I'm writing a program that has to download a bunch of files from the web before it can even run, so I created a function that will download all the files and "initialize" the program called init_program
, how it works is it runs through a couple dicts
that have urls to a gistfiles on github. It pulls the urls and uses urllib2
to download them. I won't be able to add all the files but you can try it out by cloning the repo here. Here's the function that will create the files from the gists:
def init_program():
""" Initialize the program and allow all the files to be downloaded
This will take awhile to process, but I'm working on the processing
speed """
downloaded_wordlists = [] # Used to count the amount of items downloaded
downloaded_rainbow_tables = []
print("\n")
banner("Initializing program and downloading files, this may take awhile..")
print("\n")
# INIT_FILE is a file that will contain "false" if the program is not initialized
# And "true" if the program is initialized
with open(INIT_FILE) as data:
if data.read() == "false":
for item in GIST_DICT_LINKS.keys():
sys.stdout.write("\rDownloading {} out of {} wordlists.. ".format(len(downloaded_wordlists) + 1,
len(GIST_DICT_LINKS.keys())))
sys.stdout.flush()
new_wordlist = open("dicts/included_dicts/wordlists/{}.txt".format(item), "a+")

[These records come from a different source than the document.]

PR #37827, opened 2026-05-07
Fix dependency configurations chart column

### LINKED ISSUE #37816: 2-column table formatted with 3 columns
### Issue type

Styling or Accessibility

### Problem description

The table in https://docs.gradle.org/current/userguide/dependency_configurations.html#sub:what-are-dependency-configurations is shown with three columns even though the data only has two.

Image

### Context (optional)

_No response_

### Page with the problem

https://docs.gradle.org/current/userguide/dependency_configurations.html#sub:what-are-dependency-configurations

Dreeam-qwq:
Fix the dependency configurations chart column.

Before:
PixPin_2026-05-06_21-41-23

After:
PixPin_2026-05-06_21-40-37

### Context
Closes https://github.com/gradle/gradle/issues/37816


ljacomet (approved):

This PR has a valid DCO and is documentation only.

# Download the wordlists and save them into a file
wordlist_data = urllib2.urlopen(GIST_DICT_LINKS[item])
new_wordlist.write(wordlist_data.read())
downloaded_wordlists.append(item + ".txt")
new_wordlist.close()
print("\n")
banner("Done with wordlists, moving to rainbow tables..")
print("\n")
for table in GIST_RAINBOW_LINKS.keys():
sys.stdout.write("\rDownloading {} out of {} rainbow tables".format(len(downloaded_rainbow_tables) + 1,
len(GIST_RAINBOW_LINKS.keys())))
new_rainbowtable = open("dicts/included_dicts/rainbow_tables/{}.rtc".format(table))
# Download the rainbow tables and save them into a file
rainbow_data = urllib2.urlopen(GIST_RAINBOW_LINKS[table])
new_rainbowtable.write(rainbow_data.read())
downloaded_rainbow_tables.append(table + ".rtc")
new_rainbowtable.close()
open(data, "w").write("true").close() # Will never be initialized again
else:
pass
return downloaded_wordlists, downloaded_rainbow_tables
This works, yes, however it's extremely slow, due to the size of the files, each file has at least 100,000 lines in it. How can I speed up this function to make it faster and more user friendly?